- WHAT THE TASK ASKS
Every entry needs to be reproduced exactly.

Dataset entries
+---+
PR #1526, opened 2020-11-23
Fix JSF error in Jetty 9.4 and upgrading Byte Buddy to 1.10.18

eyalkoren:
Fixing recent failures in Jetty 9.4 tests ([example](https://apm-ci.elastic.co/job/apm-agent-java/job/apm-agent-java-mbp/job/master/653/)).

It seems that with the [latest Jetty 9.4 release](https://mvnrepository.com/artifact/org.eclipse.jetty/jetty-server/9.4.34.v20201102) there is a bytecode transformation error when instrumenting `javax.faces.webapp.FacesServlet`, which fails instrumentation for an entire batch of classes, causing a seemingly non-related symptom.

Upgrading the `myfaces` dependency of the JSF app to `2.3.2` works around the problem.
A separate issue related to the BCI was opened in BB repo - https://github.com/raphw/byte-buddy/issues/979.

### DIFF
--- a/pom.xml
+++ b/pom.xml
@@ -106,7 +106,9 @@
         <version.spring>5.0.15.RELEASE</version.spring>
         <version.jetty-server>9.4.11.v20180605</version.jetty-server>
         <version.json-schema-validator>0.1.19</version.json-schema-validator>
+        <!-- Byte Buddy and ASM must be kept in sync -->
         <version.byte-buddy>1.10.18</version.byte-buddy>
+        <version.asm>9.0</version.asm>
 
         <!-- used both for plugin & annotations dependency -->
         <version.animal-sniffer>1.17</version.animal-sniffer>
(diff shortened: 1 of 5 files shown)


pom.xml
```diff
@@ -106,7 +106,7 @@
         <version.spring>5.0.15.RELEASE</version.spring>
         <version.jetty-server>9.4.11.v20180605</version.jetty-server>
         <version.json-schema-validator>0.1.19</version.json-schema-validator>
-        <version.byte-buddy>1.10.12</version.byte-buddy>
+        <version.byte-buddy>1.10.18</version.byte-buddy>
```
SylvainJuge, line 109: [minor] maybe adding another property for the asm-tree dependency just next to this one + with a small comment so we don't forget to keep those two in sync.

SylvainJuge (approved):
+---+
- PROBLEM SOLUTION
PR #1526, opened 2020-11-23
Fix JSF error in Jetty 9.4 and upgrading Byte Buddy to 1.10.18

eyalkoren:
Fixing recent failures in Jetty 9.4 tests ([example](https://apm-ci.elastic.co/job/apm-agent-java/job/apm-agent-java-mbp/job/master/653/)).

It seems that with the [latest Jetty 9.4 release](https://mvnrepository.com/artifact/org.eclipse.jetty/jetty-server/9.4.34.v20201102) there is a bytecode transformation error when instrumenting `javax.faces.webapp.FacesServlet`, which fails instrumentation for an entire batch of classes, causing a seemingly non-related symptom.

Upgrading the `myfaces` dependency of the JSF app to `2.3.2` works around the problem.
A separate issue related to the BCI was opened in BB repo - https://github.com/raphw/byte-buddy/issues/979.

### DIFF
--- a/pom.xml
+++ b/pom.xml
@@ -106,7 +106,9 @@
         <version.spring>5.0.15.RELEASE</version.spring>
         <version.jetty-server>9.4.11.v20180605</version.jetty-server>
         <version.json-schema-validator>0.1.19</version.json-schema-validator>
+        <!-- Byte Buddy and ASM must be kept in sync -->
         <version.byte-buddy>1.10.18</version.byte-buddy>
+        <version.asm>9.0</version.asm>
 
         <!-- used both for plugin & annotations dependency -->
         <version.animal-sniffer>1.17</version.animal-sniffer>
(diff shortened: 1 of 5 files shown)


pom.xml
```diff
@@ -106,7 +106,7 @@
         <version.spring>5.0.15.RELEASE</version.spring>
         <version.jetty-server>9.4.11.v20180605</version.jetty-server>
         <version.json-schema-validator>0.1.19</version.json-schema-validator>
-        <version.byte-buddy>1.10.12</version.byte-buddy>
+        <version.byte-buddy>1.10.18</version.byte-buddy>
```
SylvainJuge, line 109: [minor] maybe adding another property for the asm-tree dependency just next to this one + with a small comment so we don't forget to keep those two in sync.

SylvainJuge (approved):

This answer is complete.